At least 23 civilians have been killed in attacks on villages in troubled central Mali by armed men, a local mayor and a Malian security source said on Monday.
"During Sunday, and overnight, in the villages of Bidi, Sankoro and Saran, armed men attacked civilians, killing 23 of them," Cheick Harouna Sankare, mayor of the neighbouring town of Ouenkoro, told AFP.
"The situation is serious, the army needs to act to reassure the population," he said, adding that an emergency meeting had been called.
The death toll was confirmed by a security source in Mali.
Separately, 11 people died when an explosive device blew up near the central town of Koro close to the border with Burkina Faso, a local official told AFP on condition of anonymity.
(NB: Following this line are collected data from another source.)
PR #6411, opened 2026-04-27
Always hide controls of charts in ChartStory

rakyi:
Even if the user doesn't specify it manually, we hide the controls (dropdowns of explorers and multi-dims) since they compete with ChartStory's own controls (arrows).  
  
[Slack](https://owid.slack.com/archives/C03NV9Z3YSV/p1776718193993799?thread_ts=1776624040.140859&cid=C03NV9Z3YSV)

PR #6394, opened 2026-04-20
Fix multi dim chart story

rakyi:
## Context

This fixes the chart story arrows not working for multi-dims. Expect follow-up fixes in future PRs.

[Slack](https://owid.slack.com/archives/C03NV9Z3YSV/p1776624040140859)

## Testing guidance

Check that the chart story arrows work with multi-dims (e.g. second chart story) on http://localhost:3030/sdgs/quality-education

- [x] Does the change work in the archive?
  - Archive doesn't have the bug

PR #6412, opened 2026-04-27
Simplify article chart sizing

rakyi:
- Use a shared article chart frame for Graphers, Explorers, and multi-dims.
- Let multi-dims fill their parent while the frame owns embed sizing. This fixes a bug where multi-dims could have extreme height in a
ChartStory.
- Adjust public iframe snippets so visible multi-dim and Explorer controls still leave about 600px for the Grapher.

## Context

[Slack ](https://owid.slack.com/archives/C03NV9Z3YSV/p1776624040140859)

## Testing guidance

In theory, check that all internal and external embeds of all chart types work correctly. I checked most of them already. Biggest difference is the ChartStory usage in SDGs, where we fix the sizing of normal graphers and multi-dims.

## Checklist

### Before merging

### DIFF
--- a/site/gdocs/components/Chart.tsx
+++ b/site/gdocs/components/Chart.tsx
@@ -11,6 +11,9 @@ import { MultiDimEmbed } from "../../MultiDimEmbed.js"
 import { useEmbedChart } from "../../hooks.js"
 import { useDocumentContext } from "../DocumentContext.js"
 
+const DEFAULT_CHART_HEIGHT = "575px"
+const CHART_WITH_EXTERNAL_CONTROLS_HEIGHT = "700px"
+
 export default function Chart({
     d,
     className,
@@ -75,6 +78,7 @@ export default function Chart({
         resolvedUrlParsed.queryParams.hideControls !== "true"
     const isExplorerWithControls = isExplorer && controlsAreVisible
     const isMultiDimWithControls = isMultiDim && controlsAreVisible
+    const hasExternalControls = isExplorerWithControls || isMultiDimWithControls
 
     const archivedChartVersion = linkedChart?.archivedPageVersion
     const shouldRenderArchiveEmbed =
@@ -120,7 +124,9 @@ export default function Chart({
 
     if (shouldRenderArchiveEmbed && archiveUrl) {
         const defaultHeight =
-            isMultiDimWithControls || isExplorerWithControls ? "680px" : "600px"
+            isExplorerWithControls || isMultiDimWithControls
+                ? CHART_WITH_EXTERNAL_CONTROLS_HEIGHT
+                : DEFAULT_CHART_HEIGHT
         return (
             <div
                 className={cx(className, {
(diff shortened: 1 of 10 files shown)


rakyi:
* **#6412** <a href="https://app.graphite.com/github/pr/owid/owid-grapher/6412?utm_source=stack-comment-icon" target="_blank">Graphite</a> 👈 <a href="https://app.graphite.com/github/pr/owid/owid-grapher/6412?utm_source=stack-comment-view-in-graphite" target="_blank">(View in Graphite)</a>
* **#6411** <a href="https://app.graphite.com/github/pr/owid/owid-grapher/6411?utm_source=stack-comment-icon" target="_blank">Graphite</a>
* **#6394** <a href="https://app.graphite.com/github/pr/owid/owid-grapher/6394?utm_source=stack-comment-icon" target="_blank">Graphite</a>
* `master`


<h2></h2>

site/multiDim/hooks.ts
```diff
@@ -28,6 +28,7 @@ export const useBaseGrapherConfig = (
             adminBaseUrl: ADMIN_BASE_URL,
             dataApiUrl: DATA_API_URL,
             canHideExternalControlsInEmbed: true,
+            recommendedIframeEmbedHeight: 674,
```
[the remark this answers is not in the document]
rakyi: It works as is.

site/gdocs/components/Chart.tsx
```diff
@@ -158,45 +159,48 @@ export default function Chart({
...
-                    config={chartConfig}
-                    queryStr={queryStr}
-                    isEmbeddedInAnOwidPage={true}
-                    isEmbeddedInADataPage={false}
-                    isPreviewing={isPreviewing}
-                />
-            )}
+            <div
+                className={cx("owid-chart-frame", {
+                    "owid-chart-frame--with-controls": hasExternalControls,
```
mlbrgl: this is only having an effect for explorers (given that the single CSS property - height - is overriden in the mdim case), so it might be clearer to have mutually exclusive classes here, one for mdim, one for explorers.

site/gdocs/components/centered-article.scss
```diff
@@ -880,8 +899,36 @@ div.raw-html-table__container {
...
+    }
+
+    .ExplorerFigure {
+        min-height: 0;
+        max-height: none;
+    }
+}
+
+.owid-chart-frame--with-controls {
+    height: 680px;
```
mlbrgl: explorers break out of this through https://github.com/owid/owid-grapher/blob/2b954c31d8643efe2465c29612cc74a38d304044/site/gdocs/components/Chart.scss#L10

mlbrgl (approved):
Sweet!

It would be nice to add explanations about how these height numbers relate to other hard coded dimensions (and/or how they were calculated), so we surface those implicit dependencies.

I had claude create a three-way comparison between staging, prod and staging-archive to see the impact on sites using the current (height: 600px) and future (600/674/696px) embed codes. Everything lines up 👍 

Image

Source: [test-embeds-pr-6412.html](https://github.com/user-attachments/files/27201568/test-embeds-pr-6412.html) (open locally behind tailscale for testing)

To note: I couldn't repro the long chart failure mode on live (the test case in slack, on SDG pages).

site/gdocs/components/centered-article.scss
rakyi: True, moved to a single place.

site/gdocs/components/Chart.tsx
rakyi: Good idea, changed.

rakyi:
I think Claude messed something up in the comparison. Some charts were incorrectly set to 600px and some to 575px, but that didn't surface in the comparison. I now hopefully fixed everything to be 575px in articles (excluding controls), except explorers with controls where I kept the 700px.

rakyi:
Actually, I just misunderstood the comparison. It was comparing only iframes, which were all correct.

PR #7038, opened 2026-08-21
Improve animations

rakyi:
I used skills from https://emilkowal.ski/skill to improve our animations. I also added the skills to the project for future use. You don't have to review their content unless you really want to. I think we wouldn't update them and would rather remove those we don't like.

Ethnic tensions in the centre of the country have surged since a jihadist group led by preacher Amadou Koufa emerged in 2015.
The group recruit mainly from among the Fulani -- primarily cattle breeders and traders -- and they have clashed with the Dogon and Bambara -- traditionally sedentary farmers who have formed their own self-defence militias.
There has been a wave of mass killings this year, including the massacre of 41 people in two ethnic Dogon villages on June 17, according to a UN count.
And in March, 160 Fulani were killed in an attack on a village by suspected rival militiamen.
Unrest in the central region coincides with an ongoing jihadist campaign that the Mali government is struggling to contain despite military help from France and the United Nations.